Monday, February 1, 2010

Lighten Up!

Decanter reports that the world's lightest wine bottle will be on the shelves in UK supermarket Tesco this week. At 300g, the lightweight bottle has nearly 30% less glass than the average Tesco own-label wine bottle, creating less carbon emissions, both in production and in transportation. (Most wine bottles weigh in at 650g but some come in at well over a kilogram!) The 300g bottle has the same impact resistance as Tesco’s standard bottle.

For several years now, Tesco (the world’s third largest retailer) has been pushing its wine suppliers to use lighter-weight bottles. Suppliers listen to big retailers. Wal Mart is renown for “persuading” suppliers to do its bidding, which can work wonders when used in socially responsible causes.

So I have to ask, what is the LCBO doing? After all, they are the world’s largest purchaser of wine and spirits. First stop was the LCBO website, where they do have an “Enviro Report”…from 2007. Time for an enviro update, LCBO folks! There is a video there about alternative packaging. It’s focussed on non-glass alternatives: tetra-paks, PET (polyethylene terephthalate), and aluminium. I guess these alternatives are OK for plonk, but convincing wine producers or consumers that wine belongs in any of them is an uphill battle. So, I asked them, what is the LCBO (and Vintages) doing to encourage its wine and spirit producers to use lighter-weight bottles? Is bottle weight a factor in wines that the LCBO purchases for its stores, on-line exclusives, or Classics Catalogue?
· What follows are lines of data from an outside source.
PR #64, opened 2016-04-29
Update DICOM import

Haydnspass:
Add support for plan, steering and dose information.
Change HLUT format.


dicomImport/matRad_importDicomRTPlan.m
```diff
@@ -0,0 +1,168 @@
...
+catch
+   warndlg(['Could not find the following machine file: ' fileName ]);
+   machineName = 'Generic';
+   fileName = [radiationMode '_' machineName];
+   load(fileName);
+end
+
+%% write parameters found to pln variable
+pln.isoCenter       = isoCenter;
+pln.SAD             = SAD;
```
markbangert: SAD has been removed from the pln struct.

dicomImport/matRad_importDicomRTPlan.m
```diff
@@ -0,0 +1,168 @@
...
+elseif (strncmpi(radiationMode,'ion',3) && radiationMass == 12 && radiationAtomicNumber == 6)
+    radiationMode = 'carbon';
+else
+    warning('The given type of radiation may not yet supported');
+end
+
+SAD = NaN;
+% load machine
+% temporarily set to HIT or Generic for developing reasons
+if strcmp(radiationMode,'photons')
```
markbangert: I argue that the distinction with regard to machines only makes sense for internal use. Consequently I would rather leave this out...

dicomImport/matRad_importDicomRTPlan.m
```diff
@@ -0,0 +1,168 @@
...
+pln.numOfVoxels     = numel(ct.cube);
+pln.voxelDimensions = size(ct.cube);
+pln.bioOptimization = NaN; % none: physical optimization; effect: effect-based optimization; RBExD: optimization of RBE-weighted dose
+pln.numOfFractions  = planInfo.FractionGroupSequence.Item_1.NumberOfFractionsPlanned;
+pln.runSequencing   = NaN; % 1/true: run sequencing, 0/false: don't / will be ignored for particles and also triggered by runDAO below
+pln.runDAO          = NaN; % 1/true: run DAO, 0/false: don't / will be ignored for particles
+pln.machine         = machineName;
+% timestamp
+pln.timeStamp = clock;
+try
```
markbangert: What do we need this information for?

dicomImport/matRad_importDicomCt.m
```diff
@@ -178,24 +182,33 @@
...
+ct.dicomInfo.Height                  = ctInfo(1).Height;
+ct.dicomInfo.RescaleSlope            = ctInfo(1).RescaleSlope;
+ct.dicomInfo.RescaleIntercept        = ctInfo(1).RescaleIntercept;
+if isfield(completeDicom,'PatientName')
+    ct.dicomInfo.PatientName         = completeDicom.PatientName;
+end
 
+
+ct.dicomInfo_org = completeDicom;
+ct.timeStamp = datetime;
```
markbangert: I really like your idea to save a time stamp upon import. However, most of the time you use the 'clock' function for that. Doesn't this make sense here aswell?

dicomImport/matRad_importDicomRTDose.m
```diff
@@ -0,0 +1,73 @@
...
+
+for currDoseRun = 1 : numDoseFiles
+    currDose = rtDoseFiles(currDoseRun,:);
+    itemName = strcat('Item_',num2str(currDoseRun));
+    dose.(itemName) = matRad_interpDoseCube( ct, currDose);
+end
+
+%% put dose information and dose meta information to resultGUI
+
+for currDoseRun = 1 : numDoseFiles
```
markbangert: I am somewhat confused: In this loop over all dose files that you found (and previously interpolated), you basically put all dose cubes at the same position. And you keep overwriting them. So if you have multiple dose files for individual beams, you will just remember the last one, right? Wouldn't it be nice to put all in resultGUI? Didn't you have it that way some time ago?

dicomImport/matRad_interpDoseCube.m
```diff
@@ -0,0 +1,114 @@
...
+% check whether grid position are the same as the CT grid positions are
+if ~(isequal(dose.x,ct.x) && isequal(dose.y,ct.y) && isequal(dose.z,ct.z))
+    errordlg('CT-Grid and Dose-Grid are still not the same');
+end
+
+% write Dicom-Tags
+dose.dicomInfo.PixelSpacing            = [target_resolution.x; ... 
+                                                target_resolution.y];
+dose.dicomInfo.ImagePositionPatient    = [min(dose.x); min(dose.y); min(dose.z)];
+% only if z is evenly spaced!
```
markbangert: What does this comment mean?

dicomImport/matRad_interpDoseCube.m
```diff
@@ -0,0 +1,114 @@
+function [ dose ] = matRad_interpDoseCube( ct, currDose )
+
```
markbangert: Header information is missing.

dicomImport/matRad_importDicomRTDose.m
Haydnspass: Actually every dose file which was selected previously is imported. Remember that 'itemName' is changing every loop --> dose.Item_1, dose.Item_2 ...

dicomImport/matRad_interpDoseCube.m
```diff
@@ -0,0 +1,114 @@
...
+dosefile = currDose{1};
+info = dicominfo(dosefile);
+
+% read the dosefile itself
+dosedata = dicomread(dosefile);
+% convert 16-bit integer to double precision, therefore to 1 normalized
+dosedata = im2double(dosedata);
+
+% give it an internal name
+dose.internalName = currDose{12};
```
markbangert: What does this mean? Is there a string in field #12?

dicomImport/matRad_importDicomRTDose.m
markbangert: But you put everything in resultGUI.(resultName) and that can only be 'RBEcDose' or 'physicalDose'...

dicomImport/matRad_importDicomCt.m
Haydnspass: I've used 'clock' at the beginning until I recognized the 'datetime' function and unfortunately missed to used it consistently. I think datetime uses a more 'natural' format for displaying the time and date.

markbangert: OK. I will change everthing to datetime!

dicomImport/matRad_interpDoseCube.m
```diff
@@ -0,0 +1,114 @@
+function [ dose ] = matRad_interpDoseCube( ct, currDose )
```
markbangert: maybe we should also rename this functiont to matRad_interpDicomDoseCube...

Otherwise people could think it may be useful to generall resample any matRad dose cube. which is not true... BTW This also applies to the function matRad_interpCtCube.

dicomImport/matRad_scanDicomImportFolder.m
```diff
@@ -30,7 +30,9 @@
 % LICENSE file.
 %
 % %%%%%%%%%%%%%%%%%%%%%%%%%%%%%%%%%%%%%%%%%%%%%%%%%%%%%%%%%%%%%%%%%%%%%%%%%
-
+%% print current status of the import script
+fprintf('The following things are not implemented:\n');
+fprintf('not implemented - \n use automatically the right dose file (at the moment just list all)\n');
 %% get all files in search directory
```
markbangert: Maybe in the interest of good marketing we can write something like

'Obs: All dose files for the selected patient will be imported.\n'
'Matching of plan and dose has to be preformed manually in the matlab command prompt or via the matRad GUI.\n'

dicomImport/matRad_scanDicomImportFolder.m
```diff
@@ -46,11 +48,35 @@
...
+    subFolderFileList = [subFolderFileList; subFileList];
+end
+
 % create full path for all files in main directory
 if ~isempty(fileList)
     fileList = cellfun(@(x) fullfile(patDir,x),...
         fileList, 'UniformOutput', false);
-    
+    % attach subfolderfiles to fileList
+    fileList = [fileList; subFolderFileList];
```
markbangert: I like the idea to also include subfolders but I do not understand why you add these to 'fileList' right here.... Is it possible that fileList is empty (because there are not files only folders and '..' and '.' in there)?

dicomImport/matRad_scanDicomImportFolder.m
```diff
@@ -126,7 +173,36 @@
         catch
             fileList{i,11} = NaN;
         end
-        
+%       Lucas Additions
+        try
+            if strcmp(info.Modality,'RTDOSE')
+                dosetext_helper = strcat('Instance','_', num2str(info.InstanceNumber),'_', ...
```
markbangert: Where do we need this?

markbangert: Ahrgh! Exactly where I asked for the meaning of cell number 12!

dicomImport/matRad_importDicomSteering.m
```diff
@@ -0,0 +1,286 @@
...
+    numOfBixels = 0;
+    for j = 1:numel(stf(i).ray)
+        numOfBixels = numOfBixels + numel(stf(i).ray(j).energy);
+        stf(i).numOfBixelsPerRay(j) = numel(stf(i).ray(j).energy);
+%         w = [w stf(currBeam).ray(j).weight];
+    end
+    
+    stf(i).totalNumOfBixels = numOfBixels;
+    
+    % get bixelwidth looks way too long to get the 2nd max element
```
markbangert: ??? what does this mean ???

dicomImport/matRad_importDicomSteering.m
```diff
@@ -0,0 +1,286 @@
...
+
+            if isempty(ixSSD)== 1
+                warning('Surface for SSD calculation starts directly in first voxel of CT\n');
+            end
+            
+            % calculate SSD
+            stf(i).ray(j).SSD = double(2 * stf(i).SAD * alpha(ixSSD));
+            % book keeping & calculate focus index
+            stf(i).numOfBixelsPerRay(j) = numel([stf(i).ray(j).energy]);
+            currentMinimumFWHM = interp1(machine.meta.LUT_bxWidthminFWHM(1,:),machine.meta.LUT_bxWidthminFWHM(2,:),pln.bixelWidth);
```
markbangert: What are you doing here? Why do we need the bixeWidth at this point? This looks fishy.

dicomImport/matRad_scanDicomImportFolder.m
Haydnspass: Updated version of this information. Actually matching is done automatically, since I had only one DICOM with multiple plans - and therefore multiple dose series - I'd recommend to double check matching.

dicomImport/matRad_scanDicomImportFolder.m
Haydnspass: This is because as soon as one has multiple dose series, these are stored in subfolders DICOM/RTDOSE1 DICOM/RTDOSE2 etc. in my case.

dicomImport/matRad_calcWaterEqD.m
```diff
@@ -7,19 +7,10 @@
 %   ct = matRad_calcWaterEqD(ct, slope, intercept)
```
markbangert: Comment needs to be adjusted.

dicomImport/matRad_importDicomSteering.m
```diff
@@ -0,0 +1,288 @@
...
+
+            if isempty(ixSSD)== 1
+                warning('Surface for SSD calculation starts directly in first voxel of CT\n');
+            end
+            
+            % calculate SSD
+            stf(i).ray(j).SSD = double(2 * stf(i).SAD * alpha(ixSSD));
+            % book keeping & calculate focus index
+            stf(i).numOfBixelsPerRay(j) = numel([stf(i).ray(j).energy]);
+            currentMinimumFWHM = interp1(machine.meta.LUT_bxWidthminFWHM(1,:),machine.meta.LUT_bxWidthminFWHM(2,:),stf(i).bixelWidth);
```
markbangert: Maybe better read focus index from file?

PR #66, opened 2016-05-03
Bugfix in matRadGUI. Per default the cube with filename 'physicalDose…

becker89:
Bugfix in matRadGUI. Per default the cube with filename 'physicalDose is plotted. If that exact filename doesn't exist then plot now as fallback the first cube on startup.


markbangert:
Two questions:

1) in resultGUI there are also other data than 3D cubes (e.g. beamlet weight vector, aperture info...) you might select one of them!
2) Why the hell should physicalDose not exist but any other cube? Can that be the case if I only import the RBE weighted dose for example?

PR #76, opened 2016-05-13
Change weights to fraction based value and try to rescale dose cubes

Haydnspass:
I'd recommend to store the weights per fraction (as it is in DICOM) and scale dose cubes to dose per fraction (as it is _not_ in DICOM RTDOSE). This would be according to the usual matRad behaviour?


markbangert:
Just to reconfirm: You suggest changes to generate a _consistent_ set of weights and dose cubes, i.e. the weights and dose cube for a single fractions. This also correpsonds to the matRad behaviour as resultGUI usually holds per fraction data which is also true for the weight vector stores at resultGUI.w?!

Haydnspass:
Exactly. Short rechecking with the Boxphantom delivered by default with matRad showed that dij.physicalDose{i} * resultGUI.w gives per fraction dose as well as the cubes in resultGUI such as physicalDose ... .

I received replies from 2 different people at the LCBO. Here’s the first one:
The LCBO is actively seeking to source products that minimize the use of glass in bottles. In its most recent product call notice, Vintages has indicated to agents and suppliers that they are interested in purchasing products bottled in lightweight glass. Within our General Purchase Wines category, priority is also [to] be given to products packaged in lightweight glass. In our General Purchase Spirits and Beers category, agents and suppliers have been advised that special consideration will be given to products in environmentally-friendly packaging.
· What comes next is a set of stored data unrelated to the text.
PR #77, opened 2016-05-13
Visualization of the Overlap Priorities on the CT

wahln:
This small feature calculates the exclusive overlap priority cube from the cst information and puts it into resultGUI, and can be thus selected for displaying in the drop down menu
In the past found it quite useful to be able to take a look at those directly on the CT.

### DIFF
--- a/matRad_calcCubes.m
+++ b/matRad_calcCubes.m
@@ -34,19 +34,13 @@ if nargin < 4
     scenNum = 1;
 end
 
-% consider VOI priorities
-cst  = matRad_setOverlapPriorities(cst);
-
 resultGUI.w = w;
 
 % calc dose and reshape from 1D vector to 2D array
 resultGUI.physicalDose = reshape(dij.physicalDose{scenNum}*resultGUI.w,dij.dimensions);
 
-%Calculate Overlap Cube
-resultGUI.overlapCube = zeros(size(resultGUI.physicalDose));
-for i = 1:size(cst,1)
-   resultGUI.overlapCube(cst{i,4}{1}) = cst{i,5}.Priority;
-end 
+% consider VOI priorities
+[cst,resultGUI.overlapCube]  = matRad_setOverlapPriorities(cst,size(resultGUI.physicalDose));
 
 if isfield(dij,'mAlphaDose') && isfield(dij,'mSqrtBetaDose')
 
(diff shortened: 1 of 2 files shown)


markbangert:
Hm.. Instead of showing the priority level, shouldn't we visualize the assignment to specific structures? What happens for overlapping structures? Then you would just show the priority value of the last VOI in the cst struct. Does this make sense?

I really like this feature but I think we should talk once more about how this should be implemented...

wahln:
If I understand it right, after calling matRad_setOverlapPriorities(cst), each voxel has a unique (highest) priority in cst. thus it's guaranteed not to overwrite something in the loop / show only the last priority. So what you see in the end is a cube that shows the highest priority in a voxel, and the structural assigment is clearly visible.
However, i just realize that my implementation depends on calling setOverlapPriorites, maybe I should move it into the setOverlapPriorities function and return the cube as an optional output?

markbangert:
I dont know...

The problem we want to avoid is that people call this function without the
overlap priorities being adjusted as for the optimizer.... What happens for
a repeadet call of setOverlapPriorities? I think that does not matter -
calling this function multiple times yields the same result like calling it
once, right? I also see advantages of leaving your code in calcCubes but
maybe have an additional call of setOverlap Prio within that function?!
What do you think?

markbangert:
Hey Niklas,

are you going to make the changes as discussed? Would like to close this request some time soon...

Mark

wahln:
I now moved the calculation to the setOverlapPriorities function, which can now optionally take an additional input and an additional output argument.
I think this is nice since it would also theoretically allow us to display the overlap cube during setting the priorites in the GUI without calling the calcCubes function.

matRad_calcCubes.m
```diff
@@ -34,14 +34,14 @@
...
-% consider VOI priorities
-cst  = matRad_setOverlapPriorities(cst);
-
 resultGUI.w = w;
 
 % calc dose and reshape from 1D vector to 2D array
 resultGUI.physicalDose = reshape(dij.physicalDose{scenNum}*resultGUI.w,dij.dimensions);
 
+% consider VOI priorities
+[cst,resultGUI.overlapCube]  = matRad_setOverlapPriorities(cst,size(resultGUI.physicalDose));
```
markbangert: Can you change this to 

matRad_setOverlapPriorities(cst,dij.dimensions);

I argue this is more intuitive for outsideres!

Sounds good, if not very assertive.

Ultimately, it’s up to us consumers to put more pressure on the LCBO and Vintages, and on wine producers. Every time you go shopping for wine, make bottle weight a consideration in your purchase. A heavyweight bottle may imply quality to a gullible consumer, but, in fact, you'll rarely find high-end wines in those glass doorstops: they’re just a 3 dressed up as a 9. Leave that Schwarzenegger of a bottle on the shelf; go for the Woody Allen.

And here’s an idea for the LCBO. Help us consumers make an informed decision. Just like you’re identifying organic wines, why not identify the environmentally responsible choice of lightweight bottles in the store and in the Vintage offerings?

I’ll keep my eye out for wines in lightweight bottles and let you know about them. It’s one more way to reduce our carbon footprint.